REPUBLIKA.CO.ID, PADANG -- Kepala BMKG Stasiun Pemantau Atmosfer Global Kototabang Wan Dayantolis mengatakan kualitas udara di Provinsi Sumatra Barat (Sumbar) menurun. Kualitas udara terkena dampak dari kebakaran hutan dan lahan yang terjadi di Sumatra Selatan (Sumsel) dan Jambi.
Menurut Dayan, angin yang berhembus masuk ke Sumbar saat ini berasal dari tenggara yang melewati Sumsel dan Jambi.
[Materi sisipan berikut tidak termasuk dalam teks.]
PR #22934, opened 2022-10-30
Do not trigger non-CMake CI builds with CMake-only changes

PBfordev:


PBfordev:
Unfortunately, I have just noticed there is still a repeated typo in GitHub CI ymls. Wherever there is` 'build/cmake**'`, there should be `'build/cmake**'` (a missing slash before asterisks).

Sehingga angin tersebut membawa debu polutan hasil karhutla di Jambi dan Sumsel.
"Sekarang arah angin itu dari tenggara. Jadi debut itu terbawa dari provinsi sebelah. Angin ini melewati Sumsel dan Jambi yang membawa debu polutan kita di Sumbar," kata Dayan kepada Republika, Selasa (20/8).
Dayan mengatakan untuk mengatasi situasi kaulitas udara buruk ini tak bisa dilakukan Sumbar saja. Harus ditangani bersama-sama setidaknya lintas pemerintah provinsi supaya menekan angka kebakaran hutan dan lahan.
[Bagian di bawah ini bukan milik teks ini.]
PR #22936, opened 2022-11-01
Update docs [docs] [low priority]

PBfordev:
There may be some issues still left to improve in the updated docs.

~~I left some code examples in the Archive Formats untouched, as I was not sure how to best improve them.~~
I updated the examples but the one using `ZipCatalog` produces an error when used with an empty zip file.

In the Exceptions programming guide, the section about exceptions in GUI tests could be extended, at least `tests/test.cpp` mentioned as an example of wxWidgets GUI test application setup.

### DIFF
--- a/docs/doxygen/overviews/archive.h
+++ b/docs/doxygen/overviews/archive.h
@@ -181,7 +181,7 @@ entries looked up by name can be opened using the
 wxArchiveInputStream::OpenEntry() method.
 
 @code
-using ZipEntryPtr = std::shared_ptr<wxZipEntry>;
+using ZipEntryPtr = std::unique_ptr<wxZipEntry>;
 using ZipCatalog = std::map<wxString, ZipEntryPtr>;
 ZipEntryPtr entry;
 ZipCatalog cat;
@@ -192,7 +192,7 @@ wxZipInputStream zip(in);
 
 // load the zip catalog
 while (entry.reset(zip.GetNextEntry()), entry.get() != nullptr)
-    cat[entry->GetInternalName()] = entry;
+    cat[entry->GetInternalName()] = std::move(entry);
 
 // open an entry by name
 auto it = cat.find(wxZipEntry::GetInternalName(localName));
--- a/docs/doxygen/overviews/archive.h
+++ b/docs/doxygen/overviews/archive.h
@@ -14,7 +14,7 @@
 The archive classes handle archive formats such as zip.
 Currently zip and tar support is bundled with wxWidgets and
 when external liblzma library is available (see @ref page_build_liblzma),
-XZ format using LZMA2 algorithm is supported.
+XZ format using LZMA2 algorithm is supported as well.
 
 For each archive type, there are the following classes (using zip here as an
 example):
--- a/docs/doxygen/overviews/archive.h
+++ b/docs/doxygen/overviews/archive.h
@@ -67,7 +67,7 @@ ownership).
 Reading from the input stream then returns the entry's data. Eof() becomes
 @true after an attempt has been made to read past the end of the entry's data.
 
-When there are no more entries, GetNextEntry() returns @nullptr and sets Eof().
+When there are no more entries, GetNextEntry() returns @NULL and sets Eof().
 
 @code
 std::unique_ptr<wxZipEntry> entry;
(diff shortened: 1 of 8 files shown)


docs/doxygen/overviews/archive.h
```diff
@@ -11,8 +11,10 @@
 
 @tableofcontents
 
-The archive classes handle archive formats such as zip, tar, rar and cab.
-Currently wxZip, wxTar and wxZlib classes are included.
+The archive classes handle archive formats such as zip.
+Currently zip and tar support is bundled with wxWidgets and
+when external liblzma library is available (see @ref page_build_liblzma),
+XZ format using LZMA2 algorithm is supported.
```
vadz, line 17: Maybe
```suggestion
XZ format using LZMA2 algorithm is supported as well.
```
?

docs/doxygen/overviews/archive.h
```diff
@@ -65,12 +67,12 @@ ownership).
 Reading from the input stream then returns the entry's data. Eof() becomes
 @true after an attempt has been made to read past the end of the entry's data.
 
-When there are no more entries, GetNextEntry() returns @NULL and sets Eof().
+When there are no more entries, GetNextEntry() returns @nullptr and sets Eof().
```
vadz, line 70: I've changed `@NULL` alias in `docs/doxygen/Doxyfile` to expand to `nullptr` too to avoid having to change all of its existing occurrences. I don't know if it's too confusing to keep using it, but even if not, we should replace all of its occurrences with `@nullptr` at once, otherwise we're going to end up with an unholy mix of the two which would be even worse.

IOW I'd like to
```suggestion
When there are no more entries, GetNextEntry() returns @NULL and sets Eof().
```
at least for now.

docs/doxygen/overviews/archive.h
```diff
@@ -179,27 +181,22 @@ entries looked up by name can be opened using the
 wxArchiveInputStream::OpenEntry() method.
 
 @code
-WX_DECLARE_STRING_HASH_MAP(wxZipEntry*, ZipCatalog);
-ZipCatalog::iterator it;
-wxZipEntry *entry;
+using ZipEntryPtr = std::shared_ptr<wxZipEntry>;
```
vadz, line 184: Do we really need to use `shared_`, rather than `unique_`, pointer here? Not a problem if we do, I just don't see why should we.

vadz (commented):
Thanks a lot for updating these docs!

I'm fine with merging it as is, but please let me know if you agree with the proposed changes (and then you can either apply them yourself or I can do it when merging).

docs/doxygen/overviews/archive.h
PBfordev: Fixed.

vadz:
Looks great now, thanks!

I'm not sure if you plan to rebase to get rid of fixups yourself or if I should do it?

Also, a strange question: how do you create the "!fixup" commits? Normally it's done by using `git commit --fixup`, but this should use a subject of an existing commit after the "fixup" part, which doesn't seem to be the case here... Are you creating them manually, by chance?

PBfordev:
> I'm not sure if you plan to rebase to get rid of fixups yourself or if I should do it?

Please do it yourself, I can't speak GIT.

> Also, a strange question: how do you create the "!fixup" commits? Normally it's done by using `git commit --fixup`, but this should use a subject of an existing commit after the "fixup" part, which doesn't seem to be the case here... Are you creating them manually, by chance?

I noticed that sometimes "!fixup" was used in the commit titles for commits like these but I had no idea it was added automatically. So of course, I was creating them manually, see my reply to your first comment above.

vadz:
Just FYI, when you use `git commit --fixup some-commit` you can then use `git rebase --autosquash -i` to let Git rearrange the commits automatically. In fact, you can do `git config rebase.autoSquash true` to make this behaviour the default (as I do) and then you don't need to specify `--autosquash` explicitly.

For now I've squashed the commits manually and will merge this soon, thanks again!

PBfordev:
> Just FYI, when you use `git commit --fixup some-commit`...

Thanks for tip but I am using TortoiseGIT (a GUI-based GIT client) which unfortunately does not have this. 

Last time I thought I rebased my PR I ended up pulling a humongous diff between the master and my branch into the PR, so I'd rather avoid anything unnecessary, sorry to burden you with it.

BKMG memantau ada 260 titik panas indikasi awal kebakaran hutan dan lahan yang tersebar di wilayah Sumatera. Titik panas paling banyak terdeteksi di wilayah Sumatera Selatan (97 titik), kemudian Jambi (75 titik), Riau (57 titik), Bangka Belitung (13 titik), Kepulauan Riau (sembilan titik), Lampung (delapan titik), dan Sumatera Utara (satu titik)
Dayan mengatakan sejak memasuki Agustus ini memang memasuki fase kering kedua Sumbar. Untuk meminimalisir semakin memburuknya kuaitas udara, BKMG meminta masyarakat supaya mengurangi aktivitas yang memicu terjadinya kebakaran. Misalnya tidak membakar sampah di area terbuka.
Kemudian untuk mengantisipasi jatuhnya korban, Dayan meminta masyarakat terutama yang rentan seperti anak-anak dan orang tua lanjut usia untuk meminimalisir aktivitas di luar ruangan. Kalau keluar ruangan disarankan menggunakan masker.
"Karena dari Juli sampai Agustus, curah hujan di Sumbar memang menurun," ujar Dayan.